Avec son œuvre intitulée XXe siècle, Bill Vazan offre une réflexion poétique sur l’expérience de la temporalité à l’échelle d’un siècle. Composée de dix toiles, elle forme une fresque multicolore. Chacun des tableaux porte les marques d’un tampon encreur avec lequel l’artiste a inscrit une à une les dates de chaque décennie. Le spectateur est alors invité à embrasser du regard cent ans chargés d’histoire, à la fois collective et individuelle.

La réalisation de l’œuvre XXe siècle a exigé deux années de travail au cours desquelles l’artiste a inscrit, avec une patience obsessionnelle, les dates allant du 1er janvier 1900 au 31 décembre 1999. Bill Vazan a troqué son pinceau pour un tampon encreur et s’est soumis à un travail mécanique et protocolaire. Son geste, qui relève de la performance, imite davantage celui du bureaucrate que celui de l’artiste. Quant à l’outil, il fait référence à la tentative humaine non seulement de mesurer le temps, mais encore de le maîtriser en l’archivant. Ce rapport administratif à la temporalité se lit dans l’aspect organisé et fragmentaire de l’œuvre. En effet, les dates sont juxtaposées sous forme de colonnes, et l’artiste a choisi de sectionner la surface en dix toiles autonomes. Chacune d’elles forme une unité de mesure, une construction temporelle réitérée de façon sérielle. Enivrante, la composition de l’œuvre reflète dès lors un cours semblable à celui de nos vies quotidiennes qui s’enchaînent irrémédiablement et recommencent chaque jour.

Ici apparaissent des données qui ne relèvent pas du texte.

PR #219, opened 2019-04-17
apply-rules on stops

datanel:
need https://github.com/CanalTP/transit_model/pull/215


fixtures/apply_rules/output/report.json
```diff
@@ -64,6 +64,26 @@
     {
       "category": "ObjectNotFound",
       "message": "object_type=route, object_id=RERAF: geometry unknown not found"
+    },
+    {
+      "category": "ObjectNotFound",
+      "message": "object_type=stop_point, object_id=CDGR, property_name=stop_position, property_old_value=POINT(1 2): WKT should be POINT"
```
nberard: confusing that error is on new value but old values is in the message

fixtures/apply_rules/output/stops.txt
```diff
@@ -0,0 +1,21 @@
+stop_id,stop_name,visible,fare_zone_id,stop_lon,stop_lat,location_type,parent_station,stop_timezone,geometry_id,equipment_id
+GDLR,Another stop point name,1,,2.372987,48.844746,0,GDL,,,
```
nberard: u can filter out those not used

PR #228, opened 2019-05-09
KV1 - Read networks and companies from LINEXXXXXX.TMI file

nberard:


src/kv1/read.rs
```diff
@@ -128,16 +129,18 @@ where
     Ok(())
 }
 
+#[derive(Deserialize, Debug)]
```
woshilapin: I don't know what is the best practice here but having all the `struct` defined at the beginning of the file (instead of in-between functions definitions) wouldn't it be better?

PR #232, opened 2019-05-14
Add kv12ntfs bin in Dockerfile

ArnaudOggy:


ArnaudOggy:
> this will not work, we need to install proj.4
ok

PR #233, opened 2019-05-15
KV1: Trip properties

datanel:
the rule is:

The trip is considered accessible if the value is **ACCESSIBLE** for all stop_times of the trip. The trip is considered not accessible if the value is **NOTACCESSIBLE** for all stop_times of the trip. The information on a trip's accessibility is considered unknown if the value is **UNKNOWN** for at least one stop_time of the trip or in case the value is the same for all stop_times of the trip


woshilapin:
The what if some are `ACCESSIBLE` and some other are `NOTACCESSIBLE`? Didn't you mean "The trip is considered not accessible if the value is NOTACCESSIBLE for **at least** 1 stop_times of the trip"?

src/kv1/read.rs
```diff
@@ -308,6 +308,56 @@ where
...
+                match acc.iter().next() {
+                    Some(acc) if *acc == Accessibility::Accessible => Availability::Available,
+                    Some(acc) if *acc == Accessibility::NotAccessible => Availability::NotAvailable,
+                    _ => Availability::InformationNotAvailable,
+                }
+            } else {
+                Availability::InformationNotAvailable
+            }
+        };
+        map_acc_vjs
```
antoine-de: this map does not seems very useful (and the number of vj can be quite large).

I think you can just `get_or_create` the TripProperty on the fly (maybe by having a local map `Availability` -> `TripPropertyId`)

src/kv1/read.rs
```diff
@@ -308,6 +308,56 @@ where
...
+            .entry(avaibility)
+            .or_insert_with(Vec::new)
+            .push(vj_id.clone());
+    }
+
+    let mut id_incr: u8 = 1;
```
woshilapin: Instead of using an manually incremented integer, why don't we start using real UUID with [`uuid`](https://www.crates.io/crates/uuid) crate? This way you don't have to manually handle the ID uniqueness but rather use a `Uuid::new_v5()` or something similar. Note however that if the final loading in memory is based on a `String` then it will probably increase the needed memory...

antoine-de: don't use use id like `<type>:<id>` in general ? it does not invalidate the `uuid` stuff (I don't have a strong opinion on this) but maybe it's less useful then

src/kv1/read.rs
antoine-de: maybe my comment was not very clear, here are some speudo code (not tested at all):
```rust
let mut trip_propeties: BTreeMap<Availability, TripProperty> = BTreeMap::new();
for (vj_id, acc) in map_vj_accs {
        let avaibility = compute_availability();

        let associated_trip_property = trip_properties.entry(availability).or_insert_with(TripProperty {....});
        vj.trip_property_id = Some(associated_trip_property.id);
}
// + add all tripproperties in collections nif not done at the creation
```

PR #237, opened 2019-05-17
ND-213 - Add kv12ntfs binary to docker's image

woshilapin:
I refactor entirely the `Dockerfile` because of the new presence of Proj.4. Before, the `Dockerfile` was based on a `scratch` version which was very light with embedded binary and only the binaries. But now, we need a dynamic link with Proj.4 llibrary so this strategy is not possible anymore.


woshilapin:
@datanel I rewrite entirely the commit with your proposition. Thank you for the work you made on it.

PR #241, opened 2019-05-21
KV1 - Create routes

woshilapin:
Add routes to the model from KV1. The `line_id` is still fake but only a line away from being complete...


src/kv1/read.rs
```diff
@@ -560,19 +564,73 @@ where
...
+fn make_routes(collections: &mut Collections, jopas: &BTreeMap<String, Jopa>) -> Result<()> {
+    for (id, mut group) in &jopas.values().group_by(|j| j.get_route_id()) {
+        let first = group.next().ok_or_else(|| {
+            format_err!(
+                "The group based on the identifier {} doesn't contain any element. Weird!",
+                id
+            )
+        })?;
+        let (origin, destination) =
+            get_route_origin_destination(collections, &id).ok_or_else(|| {
```
datanel: get_route_origin_destination always returns a `Some` so it never fails

src/kv1/read.rs
```diff
@@ -560,19 +564,73 @@ where
...
+            })?;
+        let destination_id = Some(destination_stop_area.id.clone());
+        let direction_type = if first.direction == "1" || first.direction == "A" {
+            "forward"
+        } else {
+            "backward"
+        };
+        let direction_type = Some(direction_type.to_string());
+        let line_id = first.line_planning_number.clone();
+        // TODO: Remove line below once line_id have been completed (ND-215)
```
datanel: yes but lines need routes :)

src/kv1/read.rs
```diff
@@ -560,19 +564,73 @@ where
...
-    }])?;
+fn get_route_origin_destination<'a>(
+    collections: &'a Collections,
+    route_id: &str,
+) -> Option<(&'a StopPoint, &'a StopPoint)> {
+    let stop_times = &collections
+        .vehicle_journeys
+        .values()
+        .filter(|vj| vj.route_id == route_id)
+        .min_by_key(|vj| &vj.id)? // TODO: instead of picking the first trip, find the most frequence origin (or destination) from all the trips
```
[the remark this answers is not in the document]
woshilapin: If it's `None`, then the whole function returns `None`.

src/kv1/read.rs
woshilapin: Not really, see this [coment](https://github.com/CanalTP/transit_model/pull/241/files#r285974923).

src/kv1/read.rs
woshilapin: I'll let you figure this one out :stuck_out_tongue:

src/kv1/read.rs
```diff
@@ -116,6 +117,12 @@ struct Jopa {
     journey_pattern_code: String,
 }
 
+impl Jopa {
+    fn get_route_id(&self) -> String {
```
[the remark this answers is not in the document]
woshilapin: I'll change that. I didn't see it that way since `route_id` was not a field of the `Jopa` object. But I do agree...

src/kv1/read.rs
```diff
@@ -560,19 +564,73 @@ where
...
+        .min_by_key(|vj| &vj.id)? // TODO: instead of picking the first trip, find the most frequence origin (or destination) from all the trips
+        .stop_times;
+    let origin = &collections.stop_points[stop_times[0].stop_point_idx];
+    let destination = &collections.stop_points[stop_times[stop_times.len() - 1].stop_point_idx];
+    Some((origin, destination))
+}
 
+fn make_routes(collections: &mut Collections, jopas: &BTreeMap<String, Jopa>) -> Result<()> {
+    for (id, mut group) in &jopas.values().group_by(|j| j.get_route_id()) {
+        let first = group.next().ok_or_else(|| {
```
datanel: this is false. you need to create routes by direction

src/kv1/read.rs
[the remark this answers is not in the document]
datanel: I'd rather return an Err here

src/kv1/read.rs
woshilapin: `get_route_id` returns a `String` based on `LinePlanningNumber` and `Direction`. So each `group` should be unique by direction...

PR #244, opened 2019-05-23
KV1 - Add Notices/Comments files

ArnaudOggy:
Convert KV1 comments files (NOTICEXXXX.TMI/NTCASSGNMX.TMI) to NTFS (comments.txt/comment_links.txt)

### DIFF
--- a/src/kv1/read.rs
+++ b/src/kv1/read.rs
@@ -104,6 +104,18 @@ struct PujoPass {
     wheelchair_accessible: Accessibility,
 }
 
+impl PujoPass {
+    fn vehiclejourney_id(&self) -> String {
+        format!(
+            "{}:{}:{}:{}",
+            self.line_planning_number,
+            self.journey_pattern_code,
+            self.journey_number,
+            self.schedule_code
+        )
+    }
+}
+
 #[derive(Deserialize, Debug)]
 struct Jopa {
     #[serde(rename = "[LinePlanningNumber]")]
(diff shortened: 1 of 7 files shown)


src/kv1/read.rs
```diff
@@ -767,21 +791,89 @@ where
...
+    let mut rdr = csv::ReaderBuilder::new()
+        .delimiter(b'|')
+        .trim(csv::Trim::All)
+        .from_reader(reader);
+
+    for notice_assignment in rdr.deserialize() {
+        let notice_assignment: NoticeAssignment =
+            notice_assignment.with_context(ctx_from_path!(path))?;
+
+        if let Some(notice_idx) = collections.comments.get_idx(&notice_assignment.notice_code) {
```
datanel:
```rust
for notice_assignment in rdr.deserialize() {
        let notice_assignment: NoticeAssignment =
            notice_assignment.with_context(ctx_from_path!(path))?;

        if let Some(comment_idx) = collections.comments.get_idx(&notice_assignment.notice_code) {
            if let Some(pujopasses) = map_pujopass.get(&(
                notice_assignment.line_planning_number,
                notice_assignment.journey_number,
            )) {
                for pujopass in pujopasses.iter().filter(|p| p.stop_order == 1) {
                    collections
                        .vehicle_journeys
                        .get_mut(&pujopass.vehiclejourney_id())
                        .unwrap()
                        .comment_links
                        .insert(comment_idx);
                }
            }
        }
    }
```

woshilapin: You should be able to replace the `.unwrap()` with something like
```
.ok_or_else(
    format_err!(
        "Failed to find a vehicle journey with ID {}",
        pujopass.vehiclejourney_id()))?
```

ArnaudOggy: I wonder if it's really relevant (in logs) because it's not critical. We'll see that tomorrow.

datanel: I'm pretty sure that this unwrap never fails
and I think you can remove the filter comment_links is a BtreeSet (unique values)

PR #248, opened 2019-05-24
Networks consolidation

patochectp:


src/apply_rules.rs
```diff
@@ -730,10 +830,35 @@ pub fn apply_rules(
         })
         .collect();
 
+    let line_by_network: HashMap<String, IdxSet<Line>> = model
+        .networks
+        .iter()
+        .filter_map(|(idx, obj)| {
+            let line = model.get_corresponding_from_idx(idx);
```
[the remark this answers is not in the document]
patochectp: an index corresponds to a line only

src/apply_rules.rs
```diff
@@ -73,6 +75,103 @@ struct PropertyRule {
...
+    Ok(consolidation.networks_consolidation)
+}
+
+fn check_networks_consolidation(
+    report: &mut Report,
+    networks: &CollectionWithId<Network>,
+    networks_consolidation: Vec<NetworkConsolidation>,
+) -> Result<Vec<NetworkConsolidation>> {
+    #[derive(Debug, Deserialize)]
+    struct Consolidation {
```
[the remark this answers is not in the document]
patochectp: Above all, I can delete it because it is useless

src/apply_rules.rs
```diff
@@ -73,6 +76,100 @@ struct PropertyRule {
...
+) -> Result<Vec<NetworkConsolidation>> {
+    info!("Checking networks consolidation.");
+    let mut res: Vec<NetworkConsolidation> = vec![];
+
+    for ntw in networks_consolidation.into_iter() {
+        let mut network_consolidation = false;
+        if networks.get(&ntw.network.id).is_none() {
+            if ntw.grouped_from.is_empty() {
+                report.add_error(
+                    "The grouped network is empty".to_string(),
```
datanel: which group network is empty?

src/apply_rules.rs
```diff
@@ -73,6 +76,100 @@ struct PropertyRule {
...
+                if networks.get(&ntw_grouped).is_none() {
+                    report.add_error(
+                        format!("The grouped network {} don't exists", ntw_grouped),
+                        ReportType::ObjectNotFound,
+                    );
+                } else {
+                    network_consolidation = true;
+                }
+            }
+        } else {
```
datanel: minor: I would return error earlier to have less nested `if`

```rust
if networks.get(&ntw.network.id).is_some() {
    bail!(format!("The network {} already exists", ntw.network.id));
}
if ntw.grouped_from.is_empty() {
    report.add_error(
        "The grouped network is empty".to_string(),
        ReportType::ObjectNotFound,
    );
    continue;
}
```

src/apply_rules.rs
```diff
@@ -73,6 +76,100 @@ struct PropertyRule {
...
+            bail!(format!("The network {} already exists", ntw.network.id));
+        };
+        if network_consolidation {
+            res.push(ntw);
+        } else {
+            report.add_error(
+                format!("No grouped network exists {}", ntw.network.id),
```
datanel: `No grouped networks exist` ? not sure

src/apply_rules.rs
```diff
@@ -73,6 +76,100 @@ struct PropertyRule {
...
+                report.add_error(
+                    "The grouped network is empty".to_string(),
+                    ReportType::ObjectNotFound,
+                );
+                continue;
+            }
+            for ntw_grouped in &ntw.grouped_from {
+                if networks.get(&ntw_grouped).is_none() {
+                    report.add_error(
+                        format!("The grouped network {} don't exists", ntw_grouped),
```
datanel: if it's `grouped network`, it should be ` does not exist
otherwise
`The grouped networks {} don't exist`

I'm not sure if it's singular or plural

src/apply_rules.rs
```diff
@@ -73,6 +75,102 @@ struct PropertyRule {
...
+    info!("Reading networks consolidation rules.");
+
+    #[derive(Debug, Deserialize)]
+    struct Consolidation {
+        #[serde(rename = "networks")]
+        networks_consolidation: Vec<NetworkConsolidation>,
+    }
+
+    let file = File::open(networks_consolidation_file)?;
+    let reader = BufReader::new(file);
```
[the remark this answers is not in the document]
woshilapin: Won't we affect the performance by doing this? I can see something in the documentation about using `BufReader` might help for short reads from a file
https://docs.serde.rs/serde_json/fn.from_reader.html

> When reading from a source against which short reads are not efficient, such as a `File`, you will want to apply your own buffering because `serde_json` will not buffer the input. See `std::io::BufReader`.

L’inscription des dates est peu lisible ; elles se confondent dans la toile, à l’image des incertitudes de nos mémoires. Les quelques coulures participent en outre à l’intention de renforcer l’idée de fuite du temps, à laquelle fait contrepoids l’idée de contrôle défendue par l’artiste. L’œuvre échappe à toute détermination préétablie grâce à ses couleurs. Celles-ci ne répondent à aucune logique et semblent le fruit du hasard. Chaque tableau s’impose selon une valeur chromatique différente et aléatoire. Par exemple, l’orange corail de la troisième toile tranche avec les tons plus sobres de celles qui l’entourent. Certes, les couleurs portent en elles une charge émotive, elles établissent ainsi un rapport à la réalité très matériel, mais notoi­rement différent de la figuration. L’artiste se dégage, de cette manière, d’un mode de traitement systématique. Les couleurs agissent telles des métaphores, rythmant l’ensemble de l’instal­lation et offrant une expérience contemplative qui transcende celle de la temporalité. Les couleurs tirent leur effet de l’espace qui sépare chaque toile, imposant un silence, un temps d’arrêt dans l’énumération étouffante des dates. La réflexion que suscite l’œuvre XXe siècle porte dès lors, non pas sur le caractère historique de l’écoulement du temps, mais plutôt sur sa valeur esthétique. En renouvelant la tradition picturale de la fresque historique, Bill Vazan rétablit un lien entre l’écoulement angoissant des jours et la poésie.